In late 1997, Apple was a beleaguered company. Steve Jobs came back to the company he had co-founded with the task of getting it back on its feet. On the verge of bankruptcy, Jobs did a deal with Bill Gates of Microsoft, that put to rest a long running patent and technology dispute between the two companies.
Microsoft Corporation (NASDAQ:MSFT) invested US$150 million in preferred non-voting Apple stock, which would convert to common shares three years later. Among other things, Microsoft agreed to develop Office software for the Mac and Apple agreed to make Internet Explorer the default browser on the Mac. It was a deal that really helped Apple stay afloat and engineer one of the greatest turnarounds in history.
Apple came up with the iPod, disrupted the iPod to make way for the iPhone, developed tablets, and strengthened its iOS ecosystem. Along the way, it became a massive profit machine, with an enviable cash pile that now exceeds US$250 billion.

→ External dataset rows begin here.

PR #575, opened 2017-12-06
Show endpoint name instead of id on instace breakdown grid

tmasternak:
## Overview
Currently we are showing `instance.id` on the instance breakdown grid. This does not work as expected when users overrides `HostDisplayName` and does not use `instanceId` argument.

/cc: @danielmarbach


Scooletz:
@tmasternak Could you clarify the following. Does it mean that name is assigned either to the instance Id (if set) or the `HostDisplayName` ?

PR #583, opened 2017-12-12
Less UI flickering with better model updates

tmasternak:
## Overview
This PR decreases a flickering effect on the UI when failed message groups are shown on the grids.


WilliamBZA:
Still marked as WIP, but looks good

PR #590, opened 2018-01-12
Failed msg group links removed from message type detail table

tmasternak:
## Overview
This PR removes the failed message group links from breakdown tables by message type on monitored endpoint details. This is caused by the fact that current grouping in SC is performed on the basis of `messageType` value. 

This is problematic as different logical endpoints can process the same message type. This can be solved in the future by introducing new groupings in SC that will be based on (endpoint_name, message_type) pairs.

## Sample problematic setup (based on `MonitoringDemo`)
Two endpoints `Shipping` and `Billing` each subscribed to `OrderCreated` event.


tmasternak:
@WilliamBZA this removes only `messageType` breakdown and keeps by instance breakdown.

So, what happened to Microsoft’s stake in Apple? Well, Microsoft converted the preferred stock to shares in 2000 and cashed out completely in 2003 — and made a handy profit on the deal. However, had Microsoft held onto its stake, by my estimate, it would own about 36 million shares in Apple. That stake would be worth a cool US$57 billion, or roughly a 380-bagger. That’s a small (or rather, huge) fortune.
Foolish Bottom Line
I think we all should thank Microsoft for enabling one of the greatest innovations of modern times, the iPhone. The iPhone paved the way for not just how we communicate but also became the building block for the next generation of disruptors like Uber and AirBnB. Microsoft had done well over the years, but may be listening to Warren Buffett’s mantra of buying and holding businesses for the long haul would have made Microsoft investors happier.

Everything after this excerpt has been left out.